Work instructions:
Once you reach the line containing "for faster diagnosis.", copy it and every line after it exactly, through the end of the data below.

Records drawn from a dataset:
PR #969, opened 2025-10-22
capture freestyle error

BilalG1:
## Summary by CodeRabbit

* **Bug Fixes**
  * Improved email rendering reliability by detecting and handling cases where template executions produce no result, preventing silent failures.
  * Enhanced error reporting for both single and batched email generation so failures are captured and surfaced more consistently for faster diagnosis.

### DIFF
--- a/apps/backend/src/lib/email-rendering.tsx
+++ b/apps/backend/src/lib/email-rendering.tsx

Worked solution:
  * Enhanced error reporting for both single and batched email generation so failures are captured and surfaced more consistently for faster diagnosis.

### DIFF
--- a/apps/backend/src/lib/email-rendering.tsx
+++ b/apps/backend/src/lib/email-rendering.tsx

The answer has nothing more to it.